One more go around the block for 2013 and like the last, late tropical storm of the season, Microsoft is taking one last swipe and security and IT teams alike.
This Patch Tuesday features a solid 11 advisories affecting 6 different product types. All supported versions of Windows, Office, Sharepoint, Exchange, Lync and a mixed bag of developer tools are affected. 5 of the advisories are rated critical, including one affecting Exchange and one affecting Sharepoint and Lync, not to mention the monthly critical patch for Internet Explorer. Microsoft has given a critical with priority 1 rating to the three of those, MS13-096 (GDI ), MS13-097 (IE, all versions) and MS13-099 (Scripting Runtime). Those three are my top patching priorities. Get the shared and exposed resources patched first.
Regarding MS13-099, this is an interesting vulnerability because it's exploitable by VBA script and is not mitigated by EMET counter measures. Hence the high risk and priority ratings. This issue is not yet publicly under exploit, but could be an early candidate to make that jump.
This round of patching addresses the GDI issue that which was publicly disclosed in early November in Security Advisory 2896666 and blogged about by the various researchers. We also see a Kernel Driver patch (MS13-101) but this round of patching does not include a fix for the publicly disclosed Kernel Elevation of Privilege issue reported in Security Advisory 2914486.
MS13-104, relating to Office and cloud services has been seen to be exploited in the wild. This information disclosure issue affects the Office “client” and could allow an attacker to hijack an authentication token and gain access to documents stored in cloud resources.
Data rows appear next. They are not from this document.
PR #3098, opened 2020-09-03
settings/base.py: adding additional plugins to ckeditor and updating …

phillimorland:
…unload filename so doesn't clash with plugins

* The preview is broken after save but the iframe remains so it's 'working' this might be a long standing problem though according to some issues I found
* It also has the capability added to all ckeditors for testing purposes but I think we only want it on the collapsible element one but until we are happy with whats happening it's good to have the tester options.
* The nocookie URL from youtube may or may not solve our problem, I didn't find much on how to add the alert though?!
* And apparently travis is failing?! I have only just notice that

### DIFF
--- a/meinberlin/assets/js/unload_warning.js
+++ b/meinberlin/assets/js/unload_warning.js
@@ -1,7 +1,8 @@
 /* This code checks if something has been changed in a form but not submitted.
    If the user wants to leave the the page there will be warning. */
 
-/* global CKEDITOR django */
+// /* global CKEDITOR */
+/* global django */
 
 $(function () {
   var submitted = false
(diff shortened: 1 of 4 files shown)


fuzzylogic2000:
Cool! But when I fix travis (by also chaning unload_warning to warning_unload in webpack), I get the target not defined and not-stopping loading again. :( Don't know what to do about that! Or maybe, we don't use the warning_unload on the dashboard form pages with ck editor?

fuzzylogic2000:
Right, but we don't use different templates for the different dashboard forms. :(

fuzzylogic2000:
I just updated the ck editor. So before we go on, let's rebase! :)

fuzzylogic2000 (approved):
Very nice! It works!

PR #3107, opened 2020-09-08
WIP update cofig to fix browserlist warning -not working

phillimorland:


fuzzylogic2000:
@phillimorland Do we need it for this release or can we put it in the next one (and do it some time inbetween)?

phillimorland:
@fuzzylogic2000 this is on my list for questions for Robert, it's only a deprecation warning (it seems) so I think it's fine to wait, or I can uninstall the updates that caused it, what do you think?

rmader:
Played a bit with this and concluded it's an upstream bug - I'd say lets just ignore it for now and hope it will get fixed by a future update :shrug:

PR #3114, opened 2020-09-14
apps/livequestion; adding tool tips and updating some styles

phillimorland:
some styling i forgot on thursdays and adding tool tips to btns


fuzzylogic2000 (approved):
Looks good!

PR #3123, opened 2020-09-15
Pm 2020 09 tooltips

phillimorland:


fuzzylogic2000 (approved):
Reads very well again!

PR #3126, opened 2020-09-16
app.js: add class to the iframe when added via ckeditor, update styling

phillimorland:
this will sort the weird nested div stuff, its a bit messy, sorry!


fuzzylogic2000 (approved):
:partying_face:

PR #3128, opened 2020-09-16
offlineevents/models: update form field and templates to use collapsi…

phillimorland:
…ble ckeditor


fuzzylogic2000 (approved):
Whoop whoop!

PR #559, opened 2023-10-05
Better NaN handling for fastMin and fastMax

peterstace:
## Description

The `fastMin` and `fastMax` functions previously didn't taken NaN into account, so returned inaccurate results when NaNs were passed in, biasing NaN to be returned only if it were the first argument.

This change makes the behaviour of the functions symmetrical, returning NaN if _either_ argument (or both) are NaN.

Benchmarks have been added to show that indeed the fast variants are significantly faster than their standard variants.

```
$ go test -run=XXX -bench='Fast|Math' ./geom
goos: linux
goarch: arm64
pkg: github.com/peterstace/simplefeatures/geom
BenchmarkFastMin-2      712878825                1.574 ns/op
BenchmarkFastMax-2      1000000000               1.101 ns/op
BenchmarkMathMin-2      149962322                7.861 ns/op
BenchmarkMathMax-2      152543700                7.866 ns/op
PASS
```

The motivation behind this change is to remove the error from Envelope constructors, and perform validation separately as its own method (similar to the recent changes from geometries). Since the envelope only stores the min and max points, I'd like any NaNs to "infect" the envelope so that they're caught by validation rather than silently being dropped.

## Check List

Have you:

- Added unit tests? Yes.

## Related Issue

- N/A

### DIFF
--- a/geom/util.go
+++ b/geom/util.go
@@ -2,6 +2,7 @@ package geom
 
 import (
 	"fmt"
+	"math"
 	"sort"
 )
 
@@ -69,7 +70,7 @@ func sequenceToXYs(seq Sequence) []XY {
 
 // fastMin is a faster but not functionally identical version of math.Min.
 func fastMin(a, b float64) float64 {
-	if a < b {
+	if math.IsNaN(a) || a < b {
 		return a
 	}
 	return b
@@ -77,7 +78,7 @@ func fastMin(a, b float64) float64 {
 
 // fastMax is a faster but not functionally identical version of math.Max.
 func fastMax(a, b float64) float64 {
-	if a > b {
+	if math.IsNaN(a) || a > b {
 		return a
 	}
 	return b
--- a/geom/util_internal_test.go
+++ b/geom/util_internal_test.go
@@ -1,0 +1,71 @@
+package geom
+
+import (
+	"math"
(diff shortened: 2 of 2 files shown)


geom/util.go
```diff
@@ -69,15 +70,15 @@ func sequenceToXYs(seq Sequence) []XY {
 
 // fastMin is a faster but not functionally identical version of math.Min.
 func fastMin(a, b float64) float64 {
-	if a < b {
+	if math.IsNaN(a) || a < b {
```
albertteoh, line 73: Nice, looks to also be consistent behaviour with the built-in `min` (and `max`) funcs offered in Go 1.21.

Do we need to handle `+-Inf` as well?

albertteoh (approved):

geom/util.go
peterstace: Yes, once I upgrade to go 1.21, we _might_ not need these anymore. Probably not going to upgrade though until Go 1.23 comes out, in order to not force users to upgrade early.

It doesn't need to handle infinity _explicitly_, since it's handled implicitly by the `a < b` check. All of the cases involving infinity "just work" 😁.

peterstace:
Thanks for reviewing @albertteoh 🙇

Issue #522, opened 2023-09-05
Update golangci-lint to use latest version


peterstace:
The latest version of golangci-lint has breaking changes for depguard.

Because I'm running the latest version of golangci-lint locally (and it's hard to downgrade), this makes things a bit annoying.

AC:

- [ ] Update CI to use the latest golangci-lint. This is 1.54.2 at the time of writing, but may be higher by the time this is worked on.
- [ ] Review/revisit the golangci-lint configuration that we have, to make sure there isn't anything extraneous there.

PR #570, opened 2023-11-12
Upgrade golangci-lint to v1.55.2

peterstace:
## Description

Some of the changes involve the `revive` linter being a bit stricter, resulting in the removal of "dot" imports. This is probably a good thing, since the tests are now more similar to how users will see things. There is also a new linter used called `perfsprint` which checks for bad uses of `fmt.Sprintf`.

## Check List

Have you:

- Added unit tests? N/A

## Related Issue

- https://github.com/peterstace/simplefeatures/issues/522

### DIFF
--- a/.ci/golint.Dockerfile
+++ b/.ci/golint.Dockerfile
@@ -1,4 +1,4 @@
-FROM golangci/golangci-lint:v1.54.2
+FROM golangci/golangci-lint:v1.55.2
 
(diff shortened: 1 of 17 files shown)


albertteoh (approved):
Nice 👍🏼

peterstace:
Thanks  for reviewing @albertteoh 😁

Issue #574, opened 2023-11-22
Use symmetric line/line intersection


peterstace:
While debugging https://github.com/peterstace/simplefeatures/issues/569, I stumbled across an unrelated bug.

The line vs. line intersection method is (unexpectedly not symmetric, i.e. doesn't produce the same output when its inputs are reversed. Because the line vs. line intersection calculation is performed once in each direction for each unique pair of lines that could intersect, re-nodding anomalies can occur if the two results are _sufficiently_ different.

There are two possible solutions:

1. During the line vs. line intersection calculation, first reorder the inputs in a deterministic way.
2. Use a calculation that is completely symmetric (which may be difficult since there are a lot of float64 operations involved, which aren't inherently symmetric).

This issue is _potentially_ the root cause of others, e.g.:

- https://github.com/peterstace/simplefeatures/issues/573
- https://github.com/peterstace/simplefeatures/issues/496

Issue #573, opened 2023-11-22
geom.Union failed at some cases


dongzhou77:
Hey, 

geom.Union failed at some cases.

Input geometries:
geometry a:
[...]

PR #575, opened 2023-11-23
Hack: swap line vs. line intersection order

peterstace:
## Description

This fixes a bug where anomalously close DCEL nodes cause DCEL extraction to fail. The bug would occur because the line vs. line intersection operation was not symmetric, and was called from "both directions" when re-noding input geometries.

This solution is a bit of a hack. Instead, a longer term solution is to truly make the operation symmetric (e.g. by implementing a more numerically stable algorithm).

## Check List

Have you:

- Added unit tests? Yes.

## Related Issue

- https://github.com/peterstace/simplefeatures/issues/574
- https://github.com/peterstace/simplefeatures/issues/573
- https://github.com/peterstace/simplefeatures/issues/496

## Benchmark Results

TODO


albertteoh (approved):

peterstace:
Thanks for reviewing Albert! I'm going to have a crack at a better solution for this a bit later (i.e. to go into the next release).

Issue #558, opened 2023-10-04
Remove unneeded benchmarks


peterstace:
The benchmark suite currently takes a very long time to execute. Many of the benchmarks are just slight variations of each other. This issue is to evaluate which benchmarks are useful, and get rid of the rest.

PR #577, opened 2023-11-26
Remove/reduce unnecessary benchmarks

peterstace:
## Description

- Removes `BenchmarkWKBParse`, which is actually ~70 tests. There is already a `BenchmarkUnmarshalWKB` in `geom/perf_test.go`, which not being as comprehensive, will alert developers to unexpected unmarshal performance regressions.

- Alters `BenchmarkSetOperation` to have 12 sub benchmarks instead of 48.  This reduces the granularity of the sizes of inputs tested, but still gives reasonable coverage.

## Check List

Have you:

- Added unit tests? N/A

## Related Issue

https://github.com/peterstace/simplefeatures/issues/558


albertteoh (approved):
👍🏼

peterstace:

Issue #531, opened 2023-09-20
Unify GEOS wrappers


peterstace:
There are currently two separate GEOS wrappers:

1. in the `github.com/peterstace/simplefeatures/geos` package.
2. in the `github.com/peterstace/simplefeatures/internal/cmpgeos` package.

We should be able to refactor things so there is only 1 set of wrappers.

PR #578, opened 2023-11-28
Move low level details `geos` package into `internal/rawgeos`

peterstace:
## Description

This is to pave the way to allow unification of the GEOS wrapper between the `geos` `cmprefimpl/cmpgeos` packages. The idea is that the `internal/rawgeos` package will (soon) be a dependency of both packages, with the extra wrapped functions that `cmpgeos` requires (soon) moved from `cmpgeos` into `internal/rawageos`.

## Check List

Have you:

- Added unit tests? N/A

- Updated release notes? (if appropriate?) Not yet -- I'll update these once the geos/cmpgeos packages are fully unified.

## Related Issue

- https://github.com/peterstace/simplefeatures/issues/531


peterstace:

Issue #561, opened 2023-10-08
Use alpine images for GEOS testing


peterstace:
Images are currently debian images that have GEOS installed manually inside them. We may be able to use alpine images instead so that we don't have to cross-compile.

PR #581, opened 2023-12-17
Use alpine images for GEOS tests

peterstace:
## Description

The previous approach compiled the GEOS library from source. This was quite annoying when new versions of GEOS came out, because new images had to be created (they take several hours to build on a powerful machine).

The new approach is simpler and is based on pre-built alpine images.

## Check List

Have you:

- Added unit tests? N/A

## Related Issue

- https://github.com/peterstace/simplefeatures/issues/561


geos/entrypoints_test.go
peterstace, line 1: The removed test cases in this file no longer pass with GEOS 3.11 (they were a little bit narrow focused).

albertteoh (approved):
Why was the approach of compiling the geos library from source taken initially?

peterstace:
> Why was the approach of compiling the geos library from source taken initially?

I thought it was important to be able to test against old versions of GEOS, but incorrectly thought that was impossible/hard to do with a pre-compiled version of the library. I mistakenly believed that alpine was a rolling release, where only the latest version of everything is available. In reality, you can pin to a specific alpine release. Other distros (e.g. debian) have major releases at such a slow rate that some of the minor versions of GEOS are skipped between OS releases.

(btw, thanks for reviewing!)

PR #585, opened 2024-01-20
Use `XY.Less` comparison func

peterstace:
## Description
    
`XY` has `Less` method to compare two `XY` values. This logic was duplicated in two other places. This change removes the duplication, instead relying on the `Less` method.

## Check List

Have you:

- Added unit tests? N/A

- Updated release notes? (if appropriate?) N/A (change too small to both with release notes)

## Related Issue

- N/A


albertteoh (approved):
👍🏼

peterstace:
Thanks for reviewing @albertteoh! 😁

PR #588, opened 2024-01-30
Implement Densify methods

peterstace:
## Description

These methods return copies of the input geometry that have additional control points inserted such that adjacent control points are at most a fixed distance apart.

This is useful when transforming geometries from one projection to another, since straight lines in one projection are not necessarily straight lines in other projections. The additional control points can help to retain the true shape of curves when they are transformed.

## Check List

Have you:

- Added unit tests? Yes.

## Related Issue

- N/A

### DIFF
--- a/geom/alg_densify_test.go
+++ b/geom/alg_densify_test.go
@@ -73,3 +73,22 @@ func TestDensify(t *testing.T) {
 		})
 	}
 }
+
+func TestDensifyInvalidMaxDist(t *testing.T) {
+	for i, tc := range []struct {
+		input   string
+		maxDist float64
+	}{
+		{"LINESTRING(0 0,1 0)", -1},
+		{"LINESTRING(0 0,1 0)", 0},
+		{"POINT(0 0)", -1},
+		{"POINT(0 0)", 0},
+		{"MULTIPOINT((0 0))", -1},
+		{"MULTIPOINT((0 0))", 0},
+	} {
+		t.Run(strconv.Itoa(i), func(t *testing.T) {
+			input := geomFromWKT(t, tc.input)
+			expectPanics(t, func() { input.Densify(tc.maxDist) })
+		})
+	}
+}
--- a/geom/alg_densify_test.go
+++ b/geom/alg_densify_test.go
@@ -1,0 +1,75 @@
+package geom_test
+
+import (
+	"strconv"
+	"testing"
+
+	"github.com/peterstace/simplefeatures/geom"
+)
+
+func TestDensifyEmpty(t *testing.T) {
+	for _, empty := range []geom.Geometry{
+		geom.Point{}.AsGeometry(),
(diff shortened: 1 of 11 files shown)


geom/alg_densify_test.go
```diff
@@ -0,0 +1,75 @@
...
+				})
+			}
+		})
+	}
+}
+
+func TestDensify(t *testing.T) {
+	for i, tc := range []struct {
+		input   string
+		minDist float64
```
albertteoh, line 40: Should this be `maxDist`?

geom/alg_densify_test.go
```diff
@@ -0,0 +1,75 @@
...
+		want    string
+	}{
+		// LineString with a single segment (tests threshold logic):
+		{"LINESTRING(0 0,1 0)", 2.0, "LINESTRING(0 0,1 0)"},
+		{"LINESTRING(0 0,1 0)", 1.0, "LINESTRING(0 0,1 0)"},
+		{"LINESTRING(0 0,1 0)", 0.9, "LINESTRING(0 0,0.5 0,1 0)"},
+		{"LINESTRING(0 0,1 0)", 0.5, "LINESTRING(0 0,0.5 0,1 0)"},
+		{"LINESTRING(0 0,1 0)", 0.4, "LINESTRING(0 0,0.3333333333333333 0,0.6666666666666666 0,1 0)"},
+		{"LINESTRING(0 0,1 0)", 0.3, "LINESTRING(0 0,0.25 0,0.5 0,0.75 0,1 0)"},
+		{"LINESTRING(0 0,1 0)", 0.25, "LINESTRING(0 0,0.25 0,0.5 0,0.75 0,1 0)"},
```
albertteoh, line 50: Is having a `maxDist = 0` a realistic scenario that we should test/guard for?

albertteoh (approved):
👍🏼

geom/alg_densify_test.go
peterstace: Yes! Fixed in 557a096cf6b2ea30bd306128146fd81ac2f03cad

geom/alg_densify_test.go
peterstace: Ah! A user supplying weird values of `maxDist` is something I hadn't considered.

If a user supplies zero, then they will get an infinite loop. If a user provides a _very small_ max dist, the resultant geometry will just be very dense (it's easy to create a geometry with millions of control points). If a user supplies a negative max dist, then no additional control points are added (which feels weird).

We don't want to disallow very small but non-zero values of `maxDist artificially` (it would be too hard to get a reasonable cutoff in all use cases). However, we want to disallow zero and negative values.

557a096cf6b2ea30bd306128146fd81ac2f03cad detects the negative/zero cases and panics. That's reasonable behaviour since it would be a programmer error to supply a negative/zero value.

PR #598, opened 2024-03-18
Add ConcaveHull from geos lib

valri11:
## Description

Add ConcaveHull from geos lib

### DIFF
--- a/geos/entrypoints.go
+++ b/geos/entrypoints.go
@@ -286,3 +286,15 @@ func CoverageUnion(g geom.Geometry) (geom.Geometry, error) {
 func UnaryUnion(g geom.Geometry) (geom.Geometry, error) {
 	return rawgeos.UnaryUnion(g)
 }
+
+// ConcaveHull returns concave hull of input geometry.
+// pctconvex - ratio 0 to 1 (0 - max concaveness, 1 - convex hull)
+// allowHoles - true to allow holes inside of polygons
+func ConcaveHull(g geom.Geometry, pctconvex float64, allowHoles bool) (geom.Geometry, error) {
+	return rawgeos.ConcaveHull(g, pctconvex, allowHoles)
+}
+
+// ConvexHull returns convex hull of input geometry
+func ConvexHull(g geom.Geometry) (geom.Geometry, error) {
+	return rawgeos.ConvexHull(g)
+}
--- a/.ci/alpine_geos.pc
+++ b/.ci/alpine_geos.pc
@@ -1,0 +1,10 @@
+prefix=/usr
+exec_prefix=${prefix}
+libdir=${exec_prefix}/lib
+includedir=${prefix}/include
+
+Name: GEOS
+Description: Geometry Engine - Open Source
+Version: <version>
+Libs: -L${libdir} -lgeos_c
+Cflags: -I${includedir}
--- a/.ci/geos.Dockerfile
+++ b/.ci/geos.Dockerfile
@@ -2,7 +2,12 @@ ARG ALPINE_VERSION
 FROM alpine:${ALPINE_VERSION}
 
 ARG GEOS_VERSION
-RUN apk add gcc musl-dev geos-dev=${GEOS_VERSION}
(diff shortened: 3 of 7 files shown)


peterstace (approved):
Thanks @valri11, this looks good, I'll merge soon.

peterstace:
Hi @valri11, I attempted to run the CI jobs against your branch, but some of the tests are failing. I'm still not sure why CI is not running for your branch, but you should be able to reproduce the issues locally. The failing commands are:

```
make lint
make goes
```

The `make lint` errors look pretty trivial to fix.

The `make geos` errors might be a bit harder. They're failing because `GEOSConcaveHull_r` was only added in GEOS 3.11, which prevents the `github.com/peterstace/simplefeatures/geos` package compiling against earlier versions. You may be able to solve this by using the same approach as `GEOSMakeValid_r` and `GEOSCoverageUnion_r`, which were only introduced in GEOS 3.8.

peterstace:
@valri11 , I've altered the github actions config in https://github.com/peterstace/simplefeatures/pull/601, which should hopefully resolve the issue where actions are not running against your fork. For actions to run, I _think_ you'll need to:

- Push another commit to trigger it.
- Then I'll need to (once-off) approve your fork (as per https://docs.github.com/en/actions/managing-workflow-runs/approving-workflow-runs-from-public-forks).

peterstace (changes requested):
Changing status to "Request changes" due to failing CI.

geos/entrypoints.go
```diff
@@ -286,3 +286,15 @@ func CoverageUnion(g geom.Geometry) (geom.Geometry, error) {
...
 }
+
+// ConcaveHull returns concave hull of input geometry.
+// pctconvex - ratio 0 to 1 (0 - max concaveness, 1 - convex hull)
+// allowHoles - true to allow holes inside of polygons.
+func ConcaveHull(g geom.Geometry, pctconvex float64, allowHoles bool) (geom.Geometry, error) {
+	return rawgeos.ConcaveHull(g, pctconvex, allowHoles)
+}
+
+// ConvexHull returns convex hull of input geometry.
```
peterstace, line 297: Can you remove `ConvexHull`? Typically, I haven't been exposing functionality already implemented as part of the `github.com/peterstace/simplefeatures/geom` package (i.e. native Go implementation) unless there is a good reason to.

geos/entrypoints.go
```diff
@@ -286,3 +286,15 @@ func CoverageUnion(g geom.Geometry) (geom.Geometry, error) {
 func UnaryUnion(g geom.Geometry) (geom.Geometry, error) {
 	return rawgeos.UnaryUnion(g)
 }
+
+// ConcaveHull returns concave hull of input geometry.
+// pctconvex - ratio 0 to 1 (0 - max concaveness, 1 - convex hull)
+// allowHoles - true to allow holes inside of polygons.
+func ConcaveHull(g geom.Geometry, pctconvex float64, allowHoles bool) (geom.Geometry, error) {
```
peterstace, line 293: Nit: could you rename `pctconvex` to either `ratio` or maybe `convexityRatio`? The `pct` prefix isn't really right because it's a ratio (0 to 1) rather than a percentage (0 to 100). As a reference, the GEOS interface uses `ratio` as the name.

peterstace (changes requested):
Just two more request, then I think this will be good to merge.

geos/entrypoints.go
valri11: added here as a pair to ConcaveHull. Could be useful for comparing performance of pure go implementation. Anyway, will remove it - ConcaveHull with ratio=1 is ConvexHull

geos/entrypoints.go
valri11: I found ratio is confusing here, param named similar to https://postgis.net/docs/ST_ConcaveHull.html

valri11: addressed review comments

peterstace (approved):
Amazing, thanks @valri11 !

PR #601, opened 2024-04-03
Trigger CI when PRs are created/updated

peterstace:
## Description

Right now, CI is not run when PRs are raised against forks. By adding `pull_request` as a triggering action, I *think* this will cause them to run for forks as well (this is a little bit experimental).

References:

- https://docs.github.com/en/actions/using-workflows/events-that-trigger-workflows#push

- https://docs.github.com/en/actions/using-workflows/events-that-trigger-workflows#pull_request

## Check List

Have you:

- Added unit tests? N/A

## Related Issue

N/A

## Benchmark Results

N/A

### DIFF
--- a/.github/workflows/ci.yml
+++ b/.github/workflows/ci.yml
@@ -1,6 +1,7 @@
 name: build
 on:
   push:
+  pull_request:
 jobs:
   build:
     runs-on: ubuntu-latest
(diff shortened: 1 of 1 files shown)


peterstace:
Hmm, this seems to be running the action _twice_, which is not what I intended...

Screenshot 2024-04-04 at 5 29 40 am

MS13-105 includes four CVEs, one of which was previously addressed in MS13-067 (CVE-2013-1330), so it's not clear if the MS13-067 patch was found to be incomplete or if this is some variant of that issue which did not merit a new CVE.
MS13-106 is a fix for an Address Space Layout Randomization (ASLR) avoidance issue. Essentially, this fixes an issue which, when used in conjunction with another attack, allowed the attacker to defeat the ASLR counter measure, which can be a compile time option or applied at runtime via EMET.
On top of the vulnerability issues, Microsoft has released 4 other advisories. One of which is an important issue for ASP.NET applications which is not going out in a vulnerability advisory because it could break a lot of ASP.NET deployments, but is a vulnerability in an authentication related function call. .NET developers should pay attention to this. Also, Microsoft is revoking validation fro “non-compliant” and “not supported” boot loaders, we shall see who complains.
It's going to be a busy month for all teams involved here, happy patching all.